● **RECORD SET**:
PR #321, opened 2026-07-25
Add on-box audit high-water floor to detect oldest-prefix deletion (AU-9)

### LINKED ISSUE #296: On-box detection of oldest-prefix audit deletion
The audit hash chain detects modification and truncation-in-place, but **deletion of the oldest prefix is only detectable out-of-band** — via the SIEM witness and the audited purge event, not on the box itself.

**Closes SSP POA&M #9** (AU-9). Follow-up to the tamper-evidence work in #187.

## Scope
- Maintain a monotonic high-water record count (and lowest retained id) that `verify()` checks against what is actually present.
- A prefix deletion then fails verification locally, rather than requiring the witness to notice.
- Keep it consistent with the legitimate retention purge (#187), which deletes a contiguous prefix **by design** — the purge must advance the low-water mark as an audited action, so a lawful purge verifies and an unlawful deletion does not.

## Acceptance
- Deleting the oldest records without the purge path fails `verify()` on-box.
- A legitimate retention purge still verifies cleanly.

lizhsr:
Closes #296. Closes POA&M item 9 (AU-9, oldest-prefix audit deletion not detectable on-box).

## What this does

The existing hash chain detects deletion-in-place, reordering, and mid-chain removal. What it **cannot** detect is deletion of the oldest contiguous prefix — that leaves a shorter but self-consistent chain indistinguishable from a legitimate retention purge.

This PR adds an on-box monotonic floor: `audit.highwater.floor_id` stored in `site_properties`. On every intact `verify()` walk, the floor is set to `MIN(audit_id WHERE record_hash IS NOT NULL)`. If a subsequent walk finds that minimum is now higher than the stored floor — and no retention purge advanced it — `verify()` reports broken.

## Changes

- **Migration** `UPGRADE_20260725.1001__audit_highwater.sql` — seeds `audit.highwater.floor_id = 0` (0 = not yet initialized; the tamper check is skipped on the first run so a fresh install doesn't false-positive).
- **`AuditLogRepository`** — three new methods: `selectMinHashedAuditId()`, `loadHighwaterFloorId()`, `saveHighwaterFloorId(long)`. The floor is monotonic: `save` is a no-op if the new value is ≤ the current stored value.
- **`AuditLogIntegrityCommand.verify()`** — reads floor + current min before the chain walk; returns `broken` if `currentMin > storedFloor > 0`. Advances floor after an intact walk. New pure helper `checkHighwaterFloor(storedFloor, currentMin)` is package-private and unit-testable without a DB.
- **`AuditLogRetentionJob`** — after a successful prefix purge, advances the floor to the new `MIN(audit_id)` so the next `verify()` accepts the reduced table rather than flagging it as tamper.

## Verification

- `ant -lib lib/war compile-test` — clean (0 errors)
- `AuditLogIntegrityCommandTest` — 14 tests, 0 failures (5 new floor-check tests + existing 9 chain tests)
- `ant -lib lib/war compile-jsp` — 288 JSPs, 0 errors

### DIFF
--- a/src/main/java/com/simisinc/platform/application/audit/AuditLogIntegrityCommand.java
+++ b/src/main/java/com/simisinc/platform/application/audit/AuditLogIntegrityCommand.java
@@ -119,8 +119,20 @@ public class AuditLogIntegrityCommand {
    * verification, or that the chain is intact. Reads in bounded pages so a large trail does not have to be
    * held in memory. Records written before Phase 4 (no hash) are treated as the pre-chain prefix and skipped
    * until the first hashed record, which becomes the chain's anchor.
+   *
+   * <p>Also performs the high-water floor check: if the minimum hashed audit_id in the table is higher than
+   * the stored floor, records were deleted from the oldest prefix outside the retention job (AU-9).
    */
   public static AuditIntegrityResult verify() {
+    long storedFloor = AuditLogRepository.loadHighwaterFloorId();
+    long currentMin = AuditLogRepository.selectMinHashedAuditId();
+
+    AuditIntegrityResult floorBroken = checkHighwaterFloor(storedFloor, currentMin);
+    if (floorBroken != null) {
+      LOG.warn("Audit high-water floor FAILED: " + floorBroken.getReason());
+      return floorBroken;
+    }
+
     ChainVerifier verifier = new ChainVerifier();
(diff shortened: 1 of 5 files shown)


lizhsr:
Superseded by PR #354 (more complete audit watermark implementation, closes #296).

PR #322, opened 2026-07-25
Add org-level MFA enforcement for privileged roles (IA-2(1))

### LINKED ISSUE #297: Org-level MFA enforcement for privileged roles
TOTP MFA and recovery codes exist and work, but enrolment is **per-user opt-in** — there is no way for an organisation to require MFA of its privileged roles.

For the DIB/gov buyer this is the gap that matters: the SSP can claim MFA is *available*, not that it is *enforced* for administrators. Sized **M** in the capability catalog.

Moves **SSP IA-2(1)** from ✅/🟡 toward ✅ (800-171 3.5.3; OMB M-22-09 direction).

## Scope
- A site setting naming which roles must hold MFA (default: none — non-breaking, opt-in per deployment, the same rollout shape used for `content.review.required`).
- A user in a required role without MFA is routed to enrolment before reaching privileged screens.
- Enabling the requirement is itself audited — that is the governance evidence.

## Design notes
- **Never lock the last administrator out.** Enrolment must be reachable without MFA, and the requirement must not strand an admin who cannot enrol. Consider a grace path and a documented recovery route before enabling.
- Recovery codes already exist; enrolment enforcement must not bypass them.

lizhsr:
Closes #297

## Summary

- Adds `mfa.required.roles` site property (comma-separated role codes, default empty = off) configurable by admins at `/admin/security-settings`
- Extends `UserSession` with `mfaEnabled` flag, populated at login and refreshed by `WebRequestFilter` on every request alongside roles
- Gates access in `PageServlet` after `allowsUser()`: if the requesting user holds a required role but has not enrolled in MFA, they are redirected to `/my-security` to complete enrollment before proceeding
- Adds `/my-security` page wiring `myMfaSettings` widget for self-service TOTP enrollment; exempted from the gate to prevent a redirect loop; `/logout` and `/assets/*` also exempted
- Adds `/admin/security-settings` admin page showing the `sitePropertiesEditor` scoped to the `mfa` prefix; every save is audited automatically as `setting.update` by the existing widget
- Flyway migration seeds the `mfa.required.roles` row with an empty default so the feature is non-breaking on existing deployments

## Test plan

- [ ] Build clean (`ant compile-test`); 288 JSPs compile (`ant compile-jsp`)
- [ ] Deploy with `mfa.required.roles` empty — no change in behavior for any user
- [ ] Set `mfa.required.roles=admin` in `/admin/security-settings` and confirm the property saves and appears in audit log as `setting.update`
- [ ] Log in as an admin user without MFA enrolled — expect redirect to `/my-security`; `/logout` still works from that state
- [ ] Enroll TOTP from `/my-security`, then confirm navigation is no longer blocked on subsequent requests
- [ ] Log in as a non-admin user — confirm no redirect regardless of `mfa.required.roles` value
- [ ] Verify `WebRequestFilter` refreshes `mfaEnabled` on each request (unenrolling mid-session triggers the gate on the next page load)

### DIFF
--- a/src/main/java/com/simisinc/platform/presentation/controller/PageServlet.java
+++ b/src/main/java/com/simisinc/platform/presentation/controller/PageServlet.java
@@ -300,6 +300,26 @@ public class PageServlet extends HttpServlet {
         return;
       }
 
+      // MFA enforcement (IA-2(1)): redirect users in a required role who have not enrolled in MFA.
+      // Exemptions: the enrollment page itself, the logout page, and static asset paths (to avoid loops).
+      if (userSession.isLoggedIn() && !"/my-security".equals(pagePath)
+          && !"/logout".equals(pagePath) && !pagePath.startsWith("/assets/")) {
+        String mfaRequiredRoles = LoadSitePropertyCommand.loadByName("mfa.required.roles");
+        if (StringUtils.isNotBlank(mfaRequiredRoles)) {
+          for (String role : mfaRequiredRoles.split(",")) {
+            if (userSession.hasRole(role.trim())) {
+              if (!userSession.isMfaEnabled()) {
+                LOG.info("MFA enforcement: redirecting user " + userSession.getUserId()
+                    + " (role=" + role.trim() + ") to /my-security to complete MFA enrollment");
+                response.sendRedirect(request.getContextPath() + "/my-security");
+                return;
+              }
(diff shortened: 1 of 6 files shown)


lizhsr:
Superseded by PR #353 (closes #297 with test helpers included).

PR #336, opened 2026-07-25
Require explicit AccessPolicy on allowsUser() — deny-by-default for empty role/group lists

### LINKED ISSUE #299: Deny-by-default access enforcement (align allowsUser with the editor posture)
`allowsUser()` is **open-by-default when roles and groups are empty** — noted in the SSP's AC-3 row. That is the inverse of the posture the visual editor's `EditorPermissionCommand` now establishes (deny unless explicitly granted, #282).

Having two opposite defaults in one codebase is the real risk: a reviewer cannot reason about access without knowing which path they are looking at.

**Closes the SSP AC-3 caveat and the AC-6 🟡** (least privilege).

## Scope
- Add a deny-by-default mode for `allowsUser()` and make it the behaviour for newly-declared resources.
- Inventory today's callers that rely on the open default and declare their intent explicitly, rather than flipping the default under them.
- A site setting can gate the transition if the inventory turns up genuinely ambiguous cases — but the goal is one posture, not two.

## Why now
The editor tier (#282) already ships closed-by-default; aligning the older path means the codebase has a single, explainable access posture — which is what an assessor is actually asking about when they ask how access decisions are made.

lizhsr:
## Summary

- Adds `WebComponentCommand.AccessPolicy` enum (`PUBLIC` / `RESTRICTED`) and requires it as an explicit parameter on all four `allowsUser()` overloads
- Empty roles/groups now return a value determined by the caller's declared posture rather than silently allowing access, closing the AC-3/AC-6 ambiguity documented in issue #299
- All 13 call sites updated: CMS rendering paths (page, section, column, widget traversal) pass `PUBLIC` — preserving existing behaviour; `MenuWidget` passes `RESTRICTED` because roles are always non-empty at that call site by construction
- Tests updated from old 3-arg signature; two new cases verify the deny-by-default path for `RESTRICTED` and the allow-by-default path for `PUBLIC`

## Files changed

| File | Change |
|------|--------|
| `WebComponentCommand.java` | Add `AccessPolicy` enum; rewrite overloads to require policy parameter |
| `WebContainerCommand.java` | Update 3 calls → `PUBLIC` |
| `PageServlet.java` | Update 1 call → `PUBLIC` |
| `ValidateUserAccessToWebPageCommand.java` | Update 4 calls → `PUBLIC` |
| `WebPageSearchResultsWidget.java` | Update 4 calls → `PUBLIC` |
| `MenuWidget.java` | Update 1 call → `RESTRICTED` |
| `WebComponentCommandTest.java` | Update all tests; add `restrictedPolicyDeniesEmptyRolesAndGroupsTest` and `publicPolicyAllowsEmptyRolesAndGroupsTest` |

## Test plan

- [x] All 14 `WebComponentCommandTest` cases pass (`ant ci-test`)
- [x] Clean compile with no errors
- [x] Pre-existing failures in `BlockedIPListCommandTest`, `CaptchaCommandTest`, `ContentWidgetTest` are unrelated to this change

Closes #299

### DIFF
--- a/src/main/java/com/simisinc/platform/application/cms/ValidateUserAccessToWebPageCommand.java
+++ b/src/main/java/com/simisinc/platform/application/cms/ValidateUserAccessToWebPageCommand.java
@@ -59,19 +59,19 @@ public class ValidateUserAccessToWebPageCommand {
       return false;
     }
     // Best to place the group list at the page level, to cover the whole page
-    if (!WebComponentCommand.allowsUser(pageRef, userSession)) {
+    if (!WebComponentCommand.allowsUser(pageRef, userSession, WebComponentCommand.AccessPolicy.PUBLIC)) {
       return false;
     }
     for (Section section : pageRef.getSections()) {
-      if (!WebComponentCommand.allowsUser(section, userSession)) {
+      if (!WebComponentCommand.allowsUser(section, userSession, WebComponentCommand.AccessPolicy.PUBLIC)) {
         return false;
       }
       for (Column column : section.getColumns()) {
-        if (!WebComponentCommand.allowsUser(column, userSession)) {
+        if (!WebComponentCommand.allowsUser(column, userSession, WebComponentCommand.AccessPolicy.PUBLIC)) {
           return false;
         }
         for (Widget widget : column.getWidgets()) {
-          if (!WebComponentCommand.allowsUser(widget, userSession)) {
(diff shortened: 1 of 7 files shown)


lizhsr:
Superseded by PR #351 (deny-by-default via denyWhenEmpty flag, closes #299).

PR #341, opened 2026-07-25
fix(508): upload UX — error handling, success confirmation, keyboard access

### LINKED ISSUE #305: Upload UX: silent failures, no confirmation, inconsistent size caps
From the 2026-07-24 whole-product audit. This is the cluster behind the reported "weird" document-upload behavior — the flow silently loses failures and gives no confirmation.

- [ ] **Completion is a blind full-page reload** — `queuecomplete` fires `window.location` the instant the queue drains, with no `error` handler, so any failed upload (rejected type, over the size cap, or a server 4xx/5xx) has its red Dropzone preview wiped before the user can read why. Add a Dropzone `error` handler that writes the reason into a persistent `role="alert"` region, and gate the reload on there being no rejected/errored files. `src/main/webapp/WEB-INF/jsp/cms/file-drop-zone.jsp:67`, `admin/folder-file-drop-zone.jsp:72` (WCAG 3.3.1 Error Identification, A)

● **WHAT TO DO**: For the entries shown above, tally every line containing the word "minimum". Report the tally and nothing else.

● **WORKED SOLUTION**: 2